India’s eastern neighbour has begun to re-look at a number of projects under the China Myanmar Economic Corridor (CMEC), which at $100 billion is much bigger than the Chinese investment in Pakistan at $64 billion. The CMEC seeks to connect Yunnan province of China to Mandalay in central Myanmar and then fork off to the Yangon New City in the south and the Kyaukphyu Special Economic Zone in the west.
The Kyaukphyu port will provide China with access to a strategic location due to its presence on the Bay of Bengal coast.
Under the CMEC, which is nearly 1,700-km long, China plans to implement nearly 38 projects in Myanmar. Learning from the experiences of other countries, the latter has however, cleared only nine of these. Myanmar has taken a number of steps-stopping work on projects, setting-up commissions to review projects, break-up the bigger ones to make them manageable and also invite foreign consultants to participate in CMEC projects, crushing the Chinese monopoly.
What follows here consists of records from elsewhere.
Issue #5436, opened 2021-04-07
Native notebooks - can run cells even when untrusted


rchiodo:
Open notebook in jupyter classic
Open in insiders. It should say untrusted. Close trust notification without accepting yes.

I can still run a cell.

rchiodo:
If run is clicked we shouldn't run but instead put up the error message.

IanMatthewHuff:
Validated. I'm blocked from execution after closing the trust prompt.

PR #5464, opened 2021-04-09
Cell execution requests should block on trust prompt in untrusted notebooks

joyceerhl:
For #5436

### DIFF
--- a/src/client/datascience/interactive-ipynb/trustCommandHandler.ts
+++ b/src/client/datascience/interactive-ipynb/trustCommandHandler.ts
@@ -9,7 +9,7 @@ import { IExtensionSingleActivationService } from '../../activation/types';
 import { IApplicationShell, ICommandManager } from '../../common/application/types';
 import { ContextKey } from '../../common/contextKey';
 import '../../common/extensions';
-import { traceInfo } from '../../common/logger';
+import { traceError, traceInfo } from '../../common/logger';
 import { IDisposableRegistry } from '../../common/types';
 import { swallowExceptions } from '../../common/utils/decorators';
 import { DataScience } from '../../common/utils/localize';
@@ -65,10 +65,14 @@ export class TrustCommandHandler implements IExtensionSingleActivationService {
                 sendTelemetryEvent(Telemetry.TrustAllNotebooks);
                 break;
             case DataScience.trustNotebook():
-                if (model instanceof VSCodeNotebookModel) {
-                    await this.trustNativeNotebook(model);
-                } else {
-                    await this.trustNotebook(model);
+                try {
+                    if (model instanceof VSCodeNotebookModel) {
+                        await this.trustNativeNotebook(model);
+                    } else {
+                        await this.trustNotebook(model);
+                    }
+                } catch (e) {
+                    traceError('Error while trusting notebook', e);
                 }
                 break;
             case DataScience.doNotTrustNotebook():
--- a/src/client/datascience/interactive-ipynb/trustCommandHandler.ts
+++ b/src/client/datascience/interactive-ipynb/trustCommandHandler.ts
@@ -40,15 +40,15 @@ export class TrustCommandHandler implements IExtensionSingleActivationService {
         this.disposables.push(this.commandManager.registerCommand(Commands.NotebookTrusted, () => noop(), this));
     }
     @swallowExceptions('Trusting notebook')
-    private async onTrustNotebook(uri?: Uri) {
+    private async onTrustNotebook(uri?: Uri): Promise<boolean> {
         uri = uri ?? this.editorProvider.activeEditor?.file;
         if (!uri) {
-            return;
+            return true;
         }
 
         const model = await this.storageProvider.getOrCreateModel({ file: uri });
         if (model.isTrusted) {
-            return;
+            return true;
         }
         traceInfo('Display prompt to trust notebook');
         const selection = await this.applicationShell.showErrorMessage(
@@ -77,6 +77,7 @@ export class TrustCommandHandler implements IExtensionSingleActivationService {
             default:
                 break;
         }
+        return selection === DataScience.trustNotebook();
     }
     private async trustNotebook(model: INotebookModel) {
         // Update model trust
--- a/src/client/datascience/notebook/kernelWithMetadata.ts
+++ b/src/client/datascience/notebook/kernelWithMetadata.ts
@@ -63,6 +63,13 @@ export class VSCodeNotebookKernelMetadata implements VSCNotebookKernel {
      * resolved, the cell will be put back into the Idle state.
      */
     public async executeCellsRequest(document: NotebookDocument, ranges: NotebookCellRange[]): Promise<void> {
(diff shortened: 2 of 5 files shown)


src/client/datascience/notebook/kernelWithMetadata.ts
```diff
@@ -71,7 +78,7 @@ export class VSCodeNotebookKernelMetadata implements VSCNotebookKernel {
                     ranges.some((range) => range.start <= cell.index && cell.index < range.end)
             );
         traceInfo(`Execute Cells request ${cells.length} ${cells.map((cell) => cell.index).join(', ')}`);
-        await cells.map((cell) => this.executeCell(document, cell));
+        await Promise.all(cells.map((cell) => this.executeCell(document, cell)));
```
joyceerhl, line 81: I'm not sure about this change, but the original code we had here looked a little odd to me. We were awaiting on an array of promises, which TypeScript flagged as a no-op:
image

I think the intent was to await on Promise.all of that array so I went ahead and made the change.

src/client/datascience/notebook/kernelWithMetadata.ts
```diff
@@ -63,6 +63,13 @@ export class VSCodeNotebookKernelMetadata implements VSCNotebookKernel {
      * resolved, the cell will be put back into the Idle state.
      */
     public async executeCellsRequest(document: NotebookDocument, ranges: NotebookCellRange[]): Promise<void> {
+        // When we receive a cell execute request, first ensure that the notebook is trusted.
+        // If it isn't already trusted, block execution until the user trusts it.
```
DonJayamanne, line 67: Previously, one could not execute a cell of the notebook was not trusted.
Looks like something used now changes that's causing the run to be enabled.

I personally think that's a good thing. However I'd like  to understand what changed. Did something in vscode change?

Because right now we're not really fixing a big were fixing a regressing, and there's no choice change in here that indicates something broke...

Also would be good to have a test for this.

joyceerhl: Yeah, still draft status, been trying to get tests passing locally before I push :) 

I'm not entirely sure what changed to be honest. I imagine there could have been an unintentional change while refactoring, and we didn't have tests to enforce this specific scenario. 

> I personally think that's a good thing. 

FWIW I agree, we talked about this at triage and said the same, but it's still not working as designed. I'm also looking forward to being able to deprecate our trust support when VS Code releases trusted workspaces (I'm seeing their WIP API for trusted notebooks in the proposed API already)

rchiodo (approved):

src/client/datascience/interactive-ipynb/trustCommandHandler.ts
```diff
@@ -77,6 +77,7 @@ export class TrustCommandHandler implements IExtensionSingleActivationService {
             default:
                 break;
         }
+        return selection === DataScience.trustNotebook();
```
IanMatthewHuff, line 80: Are trustNativeNotebook and trustNotebook guaranteed to work or throw? Just making sure here as we're basing the return on the users selection, not the result of the trust operation.

joyceerhl: Good catch (no pun intended). The part where we stringify the notebook contents for trusting may throw if a circular reference is detected in the notebook JSON (which shouldn't happen). The rest of those methods as currently implemented won't throw but there's nothing enforcing that right now, so I'll add a catch for errors from calling those methods.

src/client/datascience/interactive-ipynb/trustCommandHandler.ts
```diff
@@ -65,10 +65,14 @@ export class TrustCommandHandler implements IExtensionSingleActivationService {
...
-                } else {
-                    await this.trustNotebook(model);
+                try {
+                    if (model instanceof VSCodeNotebookModel) {
+                        await this.trustNativeNotebook(model);
+                    } else {
+                        await this.trustNotebook(model);
+                    }
+                } catch (e) {
+                    traceError('Error while trusting notebook', e);
```
DonJayamanne, line 75: Why would this fail?

src/client/datascience/notebook/kernelWithMetadata.ts
DonJayamanne: Yikes, good find.

src/client/datascience/notebook/kernelWithMetadata.ts
```diff
@@ -63,6 +63,13 @@ export class VSCodeNotebookKernelMetadata implements VSCNotebookKernel {
...
+        const isTrusted = await this.commandManager.executeCommand(Commands.TrustNotebook, document.uri);
```
DonJayamanne, line 68: i'd first check if the notebook is already trusted. if not trusted, then perform this async operation.

DonJayamanne:
```
        const model = this.storageProvider.get(document.uri);
        if (model && model.isTrusted === false) {
			const isTrusted = await this.commandManager.executeCommand(Commands.TrustNotebook, document.uri);
```

Else calling a method to trust a notebook when its already trusted seems wrong.

DonJayamanne (changes requested):
Change to invoke trust command only if not trusted.

src/client/datascience/notebook/kernelWithMetadata.ts
joyceerhl: I'm not sure I understand why that's necessary. This command already checks if the model is trusted and returns true if it is, so we'd be performing the same check twice if the document wasn't trusted. This would also necessitate injecting the NotebookStorageProvider into the VSCNotebookKernel, which seems like a weird dependency for VSCNotebookKernel to have to take.

src/client/datascience/interactive-ipynb/trustCommandHandler.ts
joyceerhl: Currently they shouldn't, but there's nothing enforcing that either trustNativeNotebook or trustNotebook cannot throw.

src/client/datascience/notebook/kernelWithMetadata.ts
DonJayamanne: > his command already checks if the model is trusted and returns true if it is, so we'd be performing the same check twice if the document wasn't trusted

I don't like the idea of calling a command `trustNotebook` when its already trusted. We should call methods `TrustNotebook` only if something is not trusted.

But, now i see that this is not somethign I should block the PR on. hence approving (as its just a personal preference).

DonJayamanne (approved):

src/client/datascience/notebook/kernelWithMetadata.ts
joyceerhl: Yeah the command name threw me too. Perhaps it should be renamed to `Commands.PromptToTrustNotebook`?

DonJayamanne: I've leave it as is for now, this will go away soon, when VS Code has trust.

Interestingly, both-the generals, as well as the political dispensation in Myanmar-have, reached the conclusion that Beijing cannot be relied upon and the projects not only need minute scrutiny but a reduction in costs as well. The government has also realized that projects have to benefit the people of Myanmar instead of the profiteering Chinese companies.
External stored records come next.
PR #5499, opened 2021-04-12
Updates as a result of changes to Proposed NB API

DonJayamanne:
For https://github.com/microsoft/vscode-jupyter/issues/5491

### DIFF
--- a/types/vscode-proposed/index.d.ts
+++ b/types/vscode-proposed/index.d.ts
@@ -173,17 +173,45 @@ export interface NotebookDocument {
     readonly uri: Uri;
     readonly version: number;
 
+    /** @deprecated Use `uri` instead */
     // todo@API don't have this...
     readonly fileName: string;
 
     readonly isDirty: boolean;
     readonly isUntitled: boolean;
-    readonly cells: ReadonlyArray<NotebookCell>;
+
+    /**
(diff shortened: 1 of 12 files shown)


joyceerhl (approved):
Out of curiosity why do we have
1. types/vscode-proposed/index.d.ts
2. types/vscode.proposed.d.ts
3. typings/vscode-proposed/index.d.ts?

I see all three being updated in this PR.

DonJayamanne:
> Out of curiosity why do we have

Good question. I have no idea. I think this is stuff coming from Python extension.

types/vscode-proposed/index.d.ts
```diff
@@ -173,18 +173,46 @@ export interface NotebookDocument {
     readonly uri: Uri;
     readonly version: number;
 
+    /** @deprecated Use `uri` instead */
```
IanMatthewHuff, line 176: Why do we seem to have three proposed API files? I only updated types/vscode.proposed.d.ts in my last API change.

IanMatthewHuff (approved):

types/vscode-proposed/index.d.ts
DonJayamanne: I'll remove the others in the separate PR.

Towards this end, Myanmar has already unravelled the mammoth New Yangon City project and is now busy with finalizing an international consultant to hire a new developer instead of the China Communications Construction Company Ltd. (CCCC), which has acquired a dubious reputation in the execution of BRI projects globally.
The project was estimated to cost $8 billion for developing a completely new township on a nearly 20,000-acre parcel of land. If executed, the project would have included five resettlement areas, two bridges, an industrial estate, commercial areas, residential habitats as well as the necessary infrastructure for all this construction and development.
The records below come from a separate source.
Issue #5495, opened 2021-04-12
Interpreter information stored in kernelspec not used when starting Kernels


DonJayamanne:
* Select kernel pointing to virtual env
* Run kenrel & it points to something else

I've been using this notebook & kernel for months.
Kernel has been around for almost a year.
For some reason now its not getting picked

DonJayamanne:
Assigning to myself to identify the cause.

dgerzhoy:
I've found this same thing happening to me. It defaults to an environment that doesn't have IPython installed, and fails, even though I have the correct environment selected (and run) in the workspace.

If this tidbit helps: I am able to go into htop and kill all the processes related to vscode, and then when I restart vscode, it works again.

(I am running the notebook on linux, through vscode remote from a windows laptop)

DonJayamanne:
@dgerzhoy Please could you install the latest VS Code Insiders, then yo'ull automatically get a version of the Jupyter extesnion with the latest build bits. If you cannot repro it there then it means it has been fixed, else you're experiencing a whole new issue, which means its time to (please) create a seprate issue.

rchiodo:
Seems to be validated.

PR #5500, opened 2021-04-12
Use interpreter info stored in kernelspec.json

DonJayamanne:
For #5495

Not sure if we need this in the point release, but this is a regression.

### DIFF
--- a/src/client/datascience/kernel-launcher/localKernelFinder.ts
+++ b/src/client/datascience/kernel-launcher/localKernelFinder.ts
@@ -224,7 +224,6 @@ export class LocalKernelFinder implements ILocalKernelFinder {
                                 return interpreter;
                             });
                     }
-                    // No interpreter found. If python, use the active interpreter anyway
                     const result: KernelSpecConnectionMetadata = {
                         kind: 'startUsingKernelSpec',
                         kernelSpec: k,
--- a/src/client/datascience/kernel-launcher/localKernelFinder.ts
+++ b/src/client/datascience/kernel-launcher/localKernelFinder.ts
@@ -11,7 +11,7 @@ import { IWorkspaceService } from '../../common/application/types';
 import { PYTHON_LANGUAGE } from '../../common/constants';
 import { traceDecorators, traceError, traceInfo, traceInfoIf } from '../../common/logger';
 import { IFileSystem, IPlatformService } from '../../common/platform/types';
-import { IExtensionContext, IPathUtils, Resource } from '../../common/types';
+import { IExtensionContext, IPathUtils, ReadWrite, Resource } from '../../common/types';
 import { IEnvironmentVariablesProvider } from '../../common/variables/types';
 import { IInterpreterService } from '../../interpreter/contracts';
 import { PythonEnvironment } from '../../pythonEnvironments/info';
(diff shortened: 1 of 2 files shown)


src/client/datascience/kernel-launcher/localKernelFinder.ts
```diff
@@ -447,7 +464,13 @@ export class LocalKernelFinder implements ILocalKernelFinder {
                 ? interpreter?.displayName || kernelJson.display_name
                 : kernelJson.display_name;
 
-        const kernelSpec: IJupyterKernelSpec = new JupyterKernelSpec(kernelJson, specPath, interpreter?.path);
+        const kernelSpec: IJupyterKernelSpec = new JupyterKernelSpec(
+            // eslint-disable-next-line @typescript-eslint/no-explicit-any
+            kernelJson as any,
+            specPath,
+            // Interpreter information may be saved in the metadata (if this is a kernel spec created/registered by us).
```
DonJayamanne, line 471: This was missing.

src/client/datascience/kernel-launcher/localKernelFinder.ts
```diff
@@ -189,35 +189,52 @@ export class LocalKernelFinder implements ILocalKernelFinder {
...
+                    filteredInterpreters = filteredInterpreters.filter((i) => !matchingInterpreters.includes(i));
+
+                    // Return our metadata that uses an interpreter to start
+                    return result;
+                } else {
+                    let interpreter = k.language === PYTHON_LANGUAGE ? activeInterpreter : undefined;
+                    // If the interpreter information is stored in kernelspec.json then use that to determine the interpreter.
+                    if (
+                        k.language === PYTHON_LANGUAGE &&
+                        this.extensionChecker.isPythonExtensionInstalled &&
```
DonJayamanne, line 216: Even if we had interpreter information in the kernelspec file, we weren't using that. This fixes that.

src/client/datascience/kernel-launcher/localKernelFinder.ts
```diff
@@ -189,35 +189,52 @@ export class LocalKernelFinder implements ILocalKernelFinder {
...
+                        k.metadata?.interpreter?.path !== activeInterpreter?.path
+                    ) {
+                        interpreter = await this.interpreterService
+                            .getInterpreterDetails(k.metadata?.interpreter?.path)
+                            .catch((ex) => {
+                                traceError(`Failed to get interpreter details for Kernel Spec ${k.specFile}`, ex);
+                                return interpreter;
+                            });
+                    }
+                    // No interpreter found. If python, use the active interpreter anyway
```
rchiodo, line 227: Comment here is a little confusing. It's more like use the closest match, if not found then use the active interpreter.

rchiodo (approved):

src/client/datascience/kernel-launcher/localKernelFinder.ts
DonJayamanne: Oops, old comment

IanMatthewHuff (approved):

src/client/datascience/kernel-launcher/localKernelFinder.ts
```diff
@@ -189,35 +189,51 @@ export class LocalKernelFinder implements ILocalKernelFinder {
...
-                };
-
-                // If interpreters were found, remove them from the interpreter list we'll eventually
-                // return as interpreter only items
-                filteredInterpreters = filteredInterpreters.filter((i) => !matchingInterpreters.includes(i));
+        const kernelMetadata = await Promise.all(
+            kernelSpecs.map(async (k) => {
+                // Find the interpreter that matches. If we find one, we want to use
+                // this to start the kernel.
+                const matchingInterpreters = this.findMatchingInterpreters(k, interpreters);
```
rchiodo, line 196: findMatchingInterpreters is supposed to look at the kernel metadata. How come it didn't find it?

rchiodo: Meaning your fix should be redundant.

rchiodo (changes requested):
⏲️

src/client/datascience/kernel-launcher/localKernelFinder.ts
DonJayamanne: Because the interpreter is a virtual environment in a workspace that not visible in another workspace.

E.g. Worksapce A - Virtual Env - PythonABC
Open sub directory in Worksapce A or anotehr worksapce, now the Virtual Env Python ABC is not listed as a python environment. But this is listed as a valid kernel because we have regsitered this kernel.

So, when you go into anotehr worksapce folder and open an existing notebook or or a new notebook & select an existing kernel, it will not work.

DonJayamanne: i.e. workspace virtual envs don't appear in all worksapces in the interpreter list, but kernels pecs do (as they are registered gloablly)

rchiodo: So getInterpreterDetails will work even though it's not an allowed interpreter?

rchiodo: If that's true, it seems like we should be calling that in findMatchingInterpreters?

joyceerhl (commented):
It's somewhat worrying that we managed to regress this. Should we add a test?

src/client/datascience/kernel-launcher/localKernelFinder.ts
rchiodo: Actually no where you have it seems better to me. Maybe a comment saying the reasons why this can happen though would be nice. 

The call to findResourceInterpreters doesn't find interpreters that are global.

DonJayamanne: > So getInterpreterDetails will work even though it's not an allowed interpreter?

Its not correct to say `allowed interrpeter`, its basically an interpreter that wasn't discovered.

DonJayamanne: Will update comments.

rchiodo (approved):

DonJayamanne:
> It's somewhat worrying that we managed to regress this. Should we add a test?

I don't think this is a regression now that i think about it.
Adding a test will be difficult. Will add this seprately.

src/client/datascience/kernel-launcher/localKernelFinder.ts
DonJayamanne: Done

DonJayamanne:
@joyceerhl  i created an issue here https://github.com/microsoft/vscode-jupyter/issues/5504
To add the tests, will work on that next (still not sure how to setup this scenario but will address that in the test PR).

The fiscal size, the Chinese partner, and the location of the project unnerved Myanmar. The location selected by the Chinese was a flood-prone area and Myanmar was not comfortable with the CCCC. The size of the project deterred other possible investors, due to which Myanmar decided to split the project into manageable portions and reduce the quantum of investment. Myanmarese officials now plan to make the project transparent as well as hope to invite international companies by the end of the year.
Myanmar has deployed many tools to water down Chinese greed and reduce the dragon’s interference.
In June this year, Myanmar auditor general Maw Than warned his government about the high rates of interest charged by China on loans as compared to international rates. Of its total debt of about $10 billion, Myanmar owes $4 billion to China. He cautioned parliamentarians: “The truth is the loans from China come at higher interest rates compared to loans from financial institutions like the World Bank or the IMF. So, I would like to remind the government ministries to be more restrained in using Chinese loans.”
Myanmar is also taking a critical look at a railway line connecting its Muse township with Mandalay in China. The gargantuan $9 billion rail project has not seen the green light from Naypitaw as yet.
India’s eastern neighbour has not taken a decision over re-starting work on the $3.6-billion Myitsone Dam over River Irrawaddy whose construction had been stopped in 2011 by then-President U Thein Sein over widespread protests and public opposition. The government also realized that going ahead with the gigantic project would jeopardize its national security-China had complete control over the operation of the dam and its water flow.
Almost nine years later, whether to construct or not to construct the controversial hydroelectric dam, remains a delicate decision for State Councilor Aung San Suu Kyi. The government has, therefore, established a 20-people commission to review the project. Though the commission has given two reports, the government has withheld those and subsequently, the construction of the dam also remains suspended.
Though Myanmar has been successful in reducing the size of the CMEC, one of the major successes has been the renegotiation over the Kyaukphyu deep water port project. It has been able to reduce the investment in the Kyaukphyu project from the initial $7.5 billion to $1.3 billion along with increasing its share from a mere 15 per cent to 30 now, ensuring that China’s share comes down from 85 per cent to 70.
It is not just the CMEC which is a worry; the Myanmarese generals are openly critical about China providing arms and training to rebels along its northern and the north-eastern borders. The generals, who continue to remain powerful, have a major say in the running of the country.
With the Chinese game plan unravelling in Myanmar, will India be able to step up its game and make itself useful to its eastern neighbour for a mutually-beneficial relationship-considering that both countries can do with more reliable friends around them.